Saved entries
_ _ _ _ _ _ _

Issue #76, opened 2024-06-26
[punet] CI for quantization import/compilation/golden check


stellaraccident:

ScottTodd:
Could you take a look at https://github.com/nod-ai/sharktank/pull/70 and https://github.com/nod-ai/SHARK-TestSuite/pull/272 ? Those are for llama, and it would be nice to have similar testing for punet and llama. For the first, I'm not particularly attached to the bash script but just wanted something running in this repo somehow. The second distills the program down to a common test format we can use from IREE on presubmit.

stellaraccident:
Oh thanks, will have a look.

PR #84, opened 2024-06-29
[punet] Add integration tests.

stellaraccident:
* Imports/validates the FP16 model running eagerly.
* Imports/validates the int8 model running eagerly.
* Exports the models.

Progress on #76

### DIFF
--- a/sharktank/integration/models/punet/integration_test.py
+++ b/sharktank/integration/models/punet/integration_test.py
@@ -1,0 +1,248 @@
+# Copyright 2024 Advanced Micro Devices, Inc
+#
+# Licensed under the Apache License v2.0 with LLVM Exceptions.
+# See https://llvm.org/LICENSE.txt for license information.
+# SPDX-License-Identifier: Apache-2.0 WITH LLVM-exception
+
+from pathlib import Path
+import pytest
+
+from sharktank.utils import testing
+
+
+@pytest.fixture
+def temp_dir():
+    with testing.temporary_directory(__name__) as td:
+        yield Path(td)
+
+
+@pytest.fixture
+def punet_goldens():
+    from huggingface_hub import hf_hub_download
+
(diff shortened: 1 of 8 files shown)


sharktank/sharktank/utils/testing.py
```diff
@@ -42,3 +43,84 @@ def run_main(self, main_func, *args):
...
+            print(f"Restoring debug flag {k} = {v}")
+            setattr(flags, k, v)
+
+
+def get_best_torch_device() -> str:
+    import torch
+
+    if torch.cuda.is_available() and torch.cuda.device_count() > 0:
+        return "cuda:0"
+    return "cpu"
```
ScottTodd, line 90: May want a way to set this device index via environment variable or flag.

On some of our CI runners we try to only use a specific GPU (like 6), since we and possibly other groups are running multiple jobs on the same "machine" / node.

sharktank/integration/models/punet/integration_test.py
ScottTodd, line 1: Until this is running on CI, it would be useful to see the logs produced (e.g. in a gist).

Things I'd look for:

* Time taken for each step / test case
* Format of logs on success
* Format of logs on failure
* How easy the flow is to understand and reproduce outside of pytest
* What artifacts are downloaded
* What artifacts are produced

sharktank/sharktank/utils/testing.py
```diff
@@ -42,3 +43,84 @@ def run_main(self, main_func, *args):
...
+
+
+def assert_golden_safetensors(actual_path, ref_path):
```
ScottTodd, line 93: This function is nice, giving a good reason to stay in Python instead of using bash or just the native tools like `iree-run-module`.

(I'm still slowly coming to terms with moving infrastructure from C/C++ to python :P)

ScottTodd (commented):
Nice!

PR #413, opened 2024-11-01
Update IREE ref to candidate-20241101.1065

monorimet:


ScottTodd (approved):
When we cut a stable release across projects within the next two weeks we'll want to be a bit deliberate about where we make the cut. Fine to stay close to tip of tree as patches are landing.

PR #420, opened 2024-11-05
[shortfin] Make SystemBuilder fully configuration/environment driven.

stellaraccident:
* Now `shortfin.SystemBuilder` (which was an abstract class) has a constructor. When used (vs one of the concrete subclasses), the `system_type=` keyword (or SHORTFIN_SYSTEM_TYPE env var, or `SystemBuilder.default_system_type` property) is used to drive subclass selection.
* This feature was already in the C++ API: this patch merely exposes it to Python in an ergonomic way.
* Pytest configuration and fixtures were updated to support configurable system independence where possible/straightforward. The result is that some tests now run for `--system amdgpu`.
* Pytest `--compile-flags=` is now available to also provide explicit compilation flags for tests that need to compile a binary.
* Both such tests are currently non functional on amdgpu, which needs further triage. This is ok to land because no one is passing `--compile-flags` yet, leaving time to triage these tests.

### DIFF
--- a/shortfin/README.md
+++ b/shortfin/README.md
@@ -111,10 +111,13 @@ Run platform independent tests only:
 pytest tests/
 ```
 
-Run tests including for a specific platform:
+Run tests including for a specific platform (in this example, a gfx1100 AMDGPU):
+
+(note that not all tests are system aware yet and some may only run on the CPU)
 
 ```bash
-pytest tests/ --system amdgpu
+pytest tests/ --system amdgpu \
+    --compile-flags="--iree-hal-target-backends=rocm --iree-hip-target=gfx1100"
 ```
 
 # Production Library Building
--- a/shortfin/python/array_binding.cc
+++ b/shortfin/python/array_binding.cc
@@ -428,6 +428,7 @@ void BindArray(py::module_ &m) {
           py::kw_only(), py::arg("read") = false, py::arg("write") = false,
           py::arg("discard") = false, DOCSTRING_STORAGE_MAP)
       .def(py::self == py::self)
+      .def("__len__", &storage::byte_length)
       .def("__repr__", &storage::to_s);
 
   // mapping
--- a/shortfin/python/lib_ext.cc
+++ b/shortfin/python/lib_ext.cc
@@ -1198,6 +1198,7 @@ void BindHostSystem(py::module_ &global_m) {
       m, "SystemBuilder");
   py::class_<local::systems::HostCPUSystemBuilder,
              local::systems::HostSystemBuilder>(m, "CPUSystemBuilder")
+      .def("__init__", [](py::args, py::kwargs) {})
       .def_static(
           "__new__",
           [](py::handle cls, std::optional<std::string> env_prefix,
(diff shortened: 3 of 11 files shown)


renxida (approved):
In the future, 

cpu system builder is replaced with sf.SystemBuilder()

right?

stellaraccident:
> In the future,
> 
> cpu system builder is replaced with sf.SystemBuilder()
> 
> right?

Yes, unless if in the (hopefully) rare case that we are intentionally writing a CPU only test (like in the test case where we check the API and options of the CPU builder specifically).

A lot of the tests are still CPU only but can be fixed.

stellaraccident:
@ScottTodd for post review

shortfin/README.md
```diff
@@ -111,10 +111,13 @@ Run platform independent tests only:
...
 
-Run tests including for a specific platform:
+Run tests including for a specific platform (in this example, a gfx1100 AMDGPU):
+
+(note that not all tests are system aware yet and some may only run on the CPU)
 
 ```bash
-pytest tests/ --system amdgpu
+pytest tests/ --system amdgpu \
+    --compile-flags="--iree-hal-target-backends=rocm --iree-hip-target=gfx1100"
```
ScottTodd, line 120: Clever - passing a _list_ of flags through via this new option.

We have a few tests in other places that pull `--iree-hip-target` from a `IREE_HIP_TARGET` environment variable but that needs the tests to know about the env var for that specific backend and doesn't allow for passing extra flags.

One recent example is https://github.com/nod-ai/SHARK-Platform/pull/373, with this code:
```python
CPU_SETTINGS = {
    "device_flags": [
        "-iree-hal-target-backends=llvm-cpu",
        "--iree-llvmcpu-target-cpu=host",
    ],
    "device": "local-task",
}
IREE_HIP_TARGET = os.environ.get("IREE_HIP_TARGET", "gfx1100")
gpu_settings = {
    "device_flags": [
        "-iree-hal-target-backends=rocm",
        f"--iree-hip-target={IREE_HIP_TARGET}",
    ],
    "device": "hip",
}
```

fyi @stbaione we might want to use this `--compile-flags` pattern for pytest options across more of the project, including that integration test.

One advantage to putting the flags _in the test_ vs loading them from CLI flags is that the test itself can encode xfail behavior for each set of parameters. Hopefully we won't have that many xfails in shortfin 🤞 

In yet another place, I have config files specify compile and run flags along with lists of xfails that are used to instantiate parameterized tests, like https://github.com/iree-org/iree/blob/main/tests/external/iree-test-suites/onnx_ops/onnx_ops_cpu_llvm_sync.json

stellaraccident: This will get better. I'm going to poke through enough API so that the compile flags can be completely inferred. But was too much for tonight (and in any case, you do want to be able to set them explicitly too).

stellaraccident: Presumably then, too, if worse comes to worse, XFAIL could be inferred based on what device it actually is.

stellaraccident: I don't anticipate having a lot of XFAIL'y stuff in shortfin. We should just be fixing things.

PR #427, opened 2024-11-05
(shortfin-sd) Adds compile action to sdxl model builder.

monorimet:
A few new builder-related changes in this PR:
 - Adds `--build_preference` to server arguments (choices `["compile", "precompiled"]`)
 - Isolates builder invocations by submodel for finer grained compilation flag control
 - Adds a flagfile for GFX942 that contains optimal flag settings for iree-compile by submodel.
 - Runs builder in a subprocess to prevent compile arg confusion


shortfin/python/shortfin_apps/sd/examples/sdxl_flags_gfx942.txt
```diff
@@ -0,0 +1,23 @@
+all
```
saienduri, line 1: Just want to appreciate that this a lot easier to maintain than how we were doing in SHARK-ModelDev :). Related question: Do we have a list of target architectures that we promise to support when we ship? Might be worth putting in some command line help info at least

monorimet: For V1.0 we are just on gfx942. I'll add in choices to the CLI

saienduri: Nice, sounds good!

shortfin/python/shortfin_apps/sd/components/builders.py
```diff
@@ -1,7 +1,9 @@
 from iree.build import *
+from iree.build.executor import FileNamespace
```
stellaraccident, line 2: As a follow-up, can we have a separate tree for compilation? Move this out from under sd/components. Maybe into sd/compile. May want to do more later, but it's generally idea to have a strong separation between compilation and runtime.

shortfin/python/shortfin_apps/sd/components/builders.py
```diff
@@ -142,21 +154,38 @@ def needs_update(ctx):
...
+    vmfb_name = f"{filename}_{device}-{target}.vmfb"
+    namespace = FileNamespace.BIN
+    return ctx.file(vmfb_name)
+
+
 @entrypoint(description="Retreives a set of SDXL submodels.")
 def sdxl(
     model_json=cl_arg(
-        "model_json",
+        "model-json",
```
stellaraccident, line 188: As a followup, let's be consistent on underscore or dash flags throughout the sd directory.

stellaraccident (approved):
Thanks. Let's take this as-is. I can see various ways it needs to improve, but one step at a time.

shortfin/python/shortfin_apps/sd/components/builders.py
ScottTodd: I was expecting compilation to live in sharktank, like here: https://github.com/nod-ai/SHARK-Platform/tree/main/sharktank/sharktank/models , where we already depend on `torch`, `iree-compiler`, and other packages.

Does SDXL use anything from sharktank? Just the punet model? I put some basic setup docs in the readme that tried to explain the separation: https://github.com/nod-ai/SHARK-Platform?tab=readme-ov-file#support-matrix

_ _ _ _ _ _ _

Problem details: Lines containing the string "more" are the ones to copy from the entries above.

Result for this exercise:
fyi @stbaione we might want to use this `--compile-flags` pattern for pytest options across more of the project, including that integration test.
stellaraccident, line 2: As a follow-up, can we have a separate tree for compilation? Move this out from under sd/components. Maybe into sd/compile. May want to do more later, but it's generally idea to have a strong separation between compilation and runtime.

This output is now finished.